Mr Augustus Fanks occupied the suite of rooms at the East Central Hotel. He had occupied the same rooms since '87 — so he said. He was a big man, big in body, big and square of head. Pale blue eyes looked at you from under his hairless eyebrows. His face was smooth, as smooth as his polished bald head. It had neither line nor crease. He looked like a great overgrown baby, and there was no vestige of hair to indicate his age. Only a certain fulness under each eye indicated that he had behind him a life which had been spent, well or ill.

It was no exaggeration to say that he was a brilliant financier. If he had been as honest as he was brilliant, he might have risen to any position, but there was a crooked place in his composition that made him prefer those adventurous paths of finance which led through morasses and along the dizzy edges of disastrous precipices, where other men hesitated to go.

The beaten track was never for him. There were all manners of short cuts to wealth which attracted him. Sometimes they led him over rocky paths and brought him, breathless but triumphant, to his goal. More often than not they brought him to a blank wall of rock, and he had the choice of climbing laboriously back to the place from whence he had started or risk a leap over the chasm which divides the legal from the illicit. He invariably leapt. Fanks had never been found out. That was his secret boast. Not once but many times the law had spread a cunning net for his undoing, but ever he had walked warily round the bait, sniffed at it and gone off to forage on less dangerous ground.

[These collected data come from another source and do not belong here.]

PR #8799, opened 2026-08-15
fix(service-analytics): single-source the comparand-type membership and refusal sentence to the #7872 door

### LINKED ISSUE #8186: [finding] service-analytics carries its own copies of the comparand-type allow-list the #7872 door now single-sources — reconcile membership and message wording to the door

qq9340100:
Fixes #8186

`service-analytics` carried its own copies of the comparand-type allow-list that #7872's shared door single-sources for the SQL family. `comparand-shape.ts` spelled the six accepted types twice — once in `isBindableComparand`, once in `isRenderableTextComparand` — and two refusal messages hand-copied the accepted-set sentence that `driver-sql` and `driver-turso` now quote from `ACCEPTED_FILTER_COMPARAND_TYPES_SENTENCE`.

Both predicates now delegate the TYPE membership to `isAcceptedFilterComparand` (`@objectstack/spec/data`) and both messages quote the door's sentence, in the same shape #7872 gave `driver-sql`'s twins. The envelopes and the position logic stay this package's own, per the card's boundary: a caller-authored `where` still refuses with a 400 `INVALID_FILTER`, a read scope still fails closed with a 500.

## This is a drift-risk reconciliation, and the no-behaviour-change claim is measured

The card's premise held: the copies agreed with the door cell for cell, so the reconciliation had to move nothing. That is shown rather than asserted.

`src/__tests__/comparand-door-single-source.test.ts` freezes the accept/refuse matrix across the comparand type matrix, driving **both doors end to end** in three comparand positions each (`$contains`, an `$in` member, `$eq`) and asserting the ADR-0112 envelope — `code` and `status` — not merely that something threw. It was measured on `origin/main` @ `84cb121eb`, committed **before** any source change (commit `9c6f545`), and re-run **byte-identical** afterwards. Green both times; no cell moved.

Predicate-level agreement cannot be proved by a matrix that both spellings satisfy, so the import was verified by ablating the **door**: `bigint` removed from `isAcceptedFilterComparand`, `packages/spec` rebuilt, the marker confirmed present in `dist/`, then absent again after restore.

Predicted: the `bigint` row goes red at both predicates and at the LIKE / `$in` positions on both doors, while `$eq` stays green (that account is not gated by these predicates). Measured: exactly that — 4 failures, all `bigint`, 35 assertions unaffected. Had the import been cosmetic, all 39 would have stayed green. The door source was restored byte-identical (`git status` clean) and `packages/spec` rebuilt, so no ablated artifact survives in the tree.

## The `undefined` delta — kept, and the card's description of it corrected

The card and the dispatch both describe the analytics `where` door as normalising `undefined` to `null` **rather than refusing it**. Measured, that is no longer true, and the correction is recorded rather than acted on:

| door | `undefined` comparand today | refused by |
|---|---|---|
| analytics `where` | REFUSED, `INVALID_FILTER` / 400 | `assertDefinedComparands` (#6386, on #6050 ruling B) |
| read scope | REFUSED, `READ_SCOPE_COMPILE_FAILED` / 500 | #6050 ruling B pushed down by #6125 |

So the delta is not a live tolerance — it is a pair of deliberately-kept dead arms: `comparand()`'s normalise-to-`null` (whose own TSDoc says reopening it is #5526's call, not a cleanup's) and the `undefined` branch inside each predicate. Both are **kept, untouched**, exactly as `driver-sql` keeps its own unreachable `undefined` arm, and both are now recorded at the use site with their real reachability. The `undefined` row in the new matrix pins REFUSAL at both doors, in all three positions, which is what makes that claim checkable instead of asserted.

## One wording correction falls out of deleting the copy

The hand-copied sentence read "a string, number, boolean, null, Date or binary value" — it omitted `bigint`, which both predicates have always accepted and both doors have always compiled. The copy had drifted from its source in the quiet direction: a refusal message under-describing the values it accepts. Quoting the door corrects the wording; the accepted set itself does not move, which the matrix pins. No test anywhere in the repo pinned the old wording (checked repo-wide).

The mirror in `like-metacharacter-escape.test.ts` was the third and last hand-copy of the same six types. It now mirrors `driver-sql`'s post-#7872 spelling, so what it holds is the part the door does not carry — each face's local extras — which is the only part that can still drift.

## Verification

All tests and the full gate union run at `b25a8ab` (final commit).

- `pnpm --filter @objectstack/service-analytics test` — 76 files, **1714 passed** (baseline 1675 + 39 new)
- Consumer sweep, every package consuming the door, because the merge queue runs the full suite while the PR runs only the affected subset: `@objectstack/spec` 10638 passed, `driver-sql` 1663 passed / 55 skipped, `driver-turso` 986 passed, `driver-sqlite-wasm` 393 passed, `objectql` 3643 passed. Zero failures.
- Gate families re-derived with `scripts/pm/dispatch-gates.mjs` against the actual changed paths: `check:nul-bytes`, `check:test-source-alias`, `check:type-source-resolution`, `check:query-options-erasure`, `check:type-check-coverage` — all pass.
- `check:type-check-debt --re-measure` — OK, 33 ledger entries re-measured in 308.9s, 1926 raw tsc errors total, **none above its recorded number**.
- `service-analytics` declares no `typecheck` script; it carries a shrink-only DEBT ledger entry (`errors: 10`), and the `--re-measure` ratchet above is what covers it — it did not rise.

---

### DIFF
--- a/.changeset/lucky-pugs-repeat.md
+++ b/.changeset/lucky-pugs-repeat.md
@@ -1,0 +1,11 @@
+---
+'@objectstack/service-analytics': patch
+---
+
+Source the comparand-type allow-list and the accepted-set refusal sentence from the shared `@objectstack/spec/data` door instead of re-spelling them locally.
+
+`comparand-shape.ts`'s `isBindableComparand` / `isRenderableTextComparand` spelled the same six accepted comparand types (`string | number | bigint | boolean | null | Date`) that `isAcceptedFilterComparand` single-sources for the SQL driver family, and two refusal messages hand-copied the accepted-set sentence. Both predicates now delegate the type membership to the door and quote `ACCEPTED_FILTER_COMPARAND_TYPES_SENTENCE`, matching how `driver-sql` and `driver-turso` consume it.
+
+No comparand is accepted or refused differently: the local copies already agreed with the door, and the full accept/refuse matrix is pinned end to end at both analytics filter doors, in three comparand positions each, measured before the change and re-run unchanged after it.
+
+One user-visible wording correction falls out of removing the copy: the hand-copied sentence omitted `bigint`, a type both predicates have always accepted and both doors have always compiled, so a refusal message under-described the values it accepts. The message now names the full set. The package-local extras — a binary bindable, and the `undefined` arm both doors already refuse upstream — are unchanged and recorded at their use sites.
--- a/packages/services/service-analytics/src/__tests__/comparand-door-single-source.test.ts
+++ b/packages/services/service-analytics/src/__tests__/comparand-door-single-source.test.ts
@@ -1,0 +1,201 @@
+// Copyright (c) 2026 ObjectStack. Licensed under the Apache-2.0 license.
+
+/**
+ * [#8186] `service-analytics` sources its comparand-TYPE membership from the
+ * shared door (#7872) instead of spelling it a third time — and this file is the
+ * evidence that doing so changed no verdict.
+ *
+ * ## What this file is FOR
+ *
+ * #8186 is a drift-risk reconciliation, not a defect: `comparand-shape.ts`'s two
+ * predicates had reached the SAME six types as `isAcceptedFilterComparand`
+ * (`@objectstack/spec/data`) independently, so the reconciliation had to be
+ * provably verdict-neutral rather than merely plausible. The table below was
+ * MEASURED on `origin/main` @ `84cb121eb` (before the predicates were rewired),
+ * frozen here, and re-run unchanged afterwards. Both runs are green, which is
+ * the whole claim: the membership moved, the behaviour did not.
+ *
+ * That is also why the matrix drives the two DOORS end to end and not only the
+ * predicates. A predicate-level assertion would have proved the functions agree
+ * with themselves; what a caller experiences is the door's verdict, envelope
+ * included, and those are the cells a silent regression would move.
+ *
+ * ## The three positions, per door
+ *
+ * A comparand's legality is positional, so one value is asked three questions:
+ * the LIKE family (needs a faithful TEXT rendering), an `$in` MEMBER (needs to
+ * BIND), and a scalar `$eq` (the #5234 account deliberately left alone). The two
+ * doors answer in different envelopes on purpose — a caller-authored `where` is
+ * a 400 `INVALID_FILTER`, a read scope fails closed with a 500 (ADR-0021 D-C) —
+ * so the envelope is asserted, not just the throw.
+ *
+ * ## The two rows that are NOT the door's set, and stay that way
+ *
+ * `undefined` and binary are `service-analytics`-local admissions at the
+ * predicate level, exactly as they are `driver-sql`-local there. Neither is
+ * reachable as an ACCEPTED comparand through either door:
+ *
+ *   - **`undefined` is REFUSED by both doors** — `assertDefinedComparands`
+ *     (#6386, on #6050's ruling B) at the `where` door and #6125's upstream
+ *     refusal at the read scope, both of which fire before a predicate is
+ *     consulted. The `undefined` arms inside the predicates, and `comparand()`'s
+ *     normalise-to-`null`, survive as deliberately-kept dead arms (#5526's call
+ *     to reopen, not this card's). The `undefined` row below is what makes that
+ *     checkable instead of asserted — it pins REFUSAL, at both doors.
+ *   - **binary** binds but has no faithful text rendering, so it is accepted in
+ *     a bind position and refused by the LIKE family. That asymmetry is the
+ *     reason the package carries two predicates rather than one with a flag.
+ *
+ * @see comparand-shape.ts — the predicates and the messages this pins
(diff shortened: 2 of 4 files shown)


qq9340100:
## ACCEPT — PM review, `domain:services` seat

**Ruling 2's premise was falsified, and handled exactly right.** The card — and my dispatch, which inherited it — both describe the analytics `where` door as normalising `undefined` to `null` *rather than refusing it*, and I called that a "recorded deliberate difference" the dev must not flatten. Measured, it is no longer true: `undefined` is **refused** at both doors today (`INVALID_FILTER`/400 via `assertDefinedComparands` under #6386, and `READ_SCOPE_COMPILE_FAILED`/500 via #6125). So the "delta" is not a live tolerance at all — it is a pair of deliberately-kept **dead arms**.

The response to that is the correct one on every axis: the arms are **kept untouched** (matching how `driver-sql` keeps its own unreachable `undefined` arm), their real reachability is now recorded at the use site, and the `undefined` row in the new matrix pins **refusal** at both doors in all three positions — which turns the claim from prose into something checkable. Reopening `comparand()`'s normalise-to-`null` stays #5526's call, per its own TSDoc.

**The reverse verification is the sharpest thing here.** The dev identified that a matrix both spellings satisfy *cannot* prove the import is load-bearing, and ablated the **door** instead — removed `bigint` from `isAcceptedFilterComparand`, rebuilt `packages/spec`, confirmed the marker in `dist/`, and measured **4 failures, all `bigint`**, with 35 assertions unaffected and `$eq` correctly staying green because that account is not gated by these predicates. Had the import been cosmetic, all 39 would have stayed green. Door restored byte-identical and `spec` rebuilt, so no ablated artifact survives.

**The no-behaviour-change claim is evidenced in the strongest available form:** the matrix was committed *before* any source change (`9c6f545`), measured green on `origin/main`, and re-run **byte-identical** afterwards. That ordering is what makes it evidence rather than assertion.

**Verified from the diff myself:** both predicates now delegate membership to `isAcceptedFilterComparand` and both messages quote `ACCEPTED_FILTER_COMPARAND_TYPES_SENTENCE`. No local type list survives. The envelopes and position logic stayed this package's own, per the card's boundary — 400 `INVALID_FILTER` for a caller `where`, 500 fail-closed for a read scope.

**The `bigint` wording correction is a genuine find, and it drifted in the dangerous-because-quiet direction:** the hand-copied sentence read "a string, number, boolean, null, Date or binary value" while both predicates have always *accepted* `bigint` — a refusal message under-describing what it takes. Quoting the door fixes the text; the accepted set does not move, which the matrix pins, and no test anywhere pinned the old wording (checked repo-wide). That is the exact failure mode the card was filed about, caught in the copy it was filed against.

Catching that the `like-metacharacter-escape.test.ts` mirror was the **third** hand-copy, and reshaping it to hold only each face's local extras — the part the door cannot carry and therefore the only part that can still drift — is the right instinct about where a pin earns its keep.

**One honest gap, correctly disclosed:** `check:type-check-debt --re-measure` was measured at `8261cc1` rather than final head `b25a8ab`, the two differing only by the added `.changeset/*.md`, with the re-run queued behind the shared build lock. A changeset file cannot move a type-check ratchet, so I am not holding on it — and CI runs it at head regardless. Disclosed rather than quietly quoted at head, which is what matters.

---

Pinlow found him alone on the night following the meeting.

The big man, looking more like a great baby than usual, lay in his big sitting-room, comfortably stretched on the sofa, smoking a huge cigar.

"Shut the door, Pinlow," he said; "always shut doors, Pinlow. You never know who is hanging about. Sit over there where I can see you; now let's have this business out. Paid the cash yet?"

"Yes, I've paid it — this thing looks like ruining me," said Pinlow moodily.

Fanks blew a thick cloud of pungent smoke before replying.

"That's a fool's way of looking at things," he said comfortably. "What is ruin? There's no ruin except death, and death is preferable to insomnia."

"It's all very well for you to be philosophical," said the other irritably, "but I can't afford to be; you're a rich man — "

Fanks laughed, and Pinlow noticed that no line appeared in his face when he laughed. He just opened his mouth without expression and emitted a chuckling gurgle of sound.

"Rich, am I?" he asked. "I'm rich in credit. Pinlow, I owe nearly half a million."

He said this proudly.

"And I shall never pay it," he added, "and, what's more, my creditors wouldn't like me to pay it. I live on my liabilities, and am respected — any fool can live on twenty shillings in the pound."

"You are a wonderful man, Fanks," said Pinlow testily. "I've paid the money, and it is now a question of getting some of it back. I want your help."

Fanks flicked the ash of his cigar on to the carpet.

"Well," he said slowly, "getting money back has never been a recreation of mine: I have always preferred new money, fresh money; there's more satisfaction in getting somebody else's money than getting your own."

"I think I told you," said Pinlow, "that I had a horse in the Stewards' Cup."

The other nodded twice.

"I know — it's coughing," he said.

"Everybody seems to know it," replied Pinlow angrily. "Well, I backed my horse to win me a little fortune, and I've laid Pallard's horse to lose me another little fortune — if Grey Timothy wins I'm out."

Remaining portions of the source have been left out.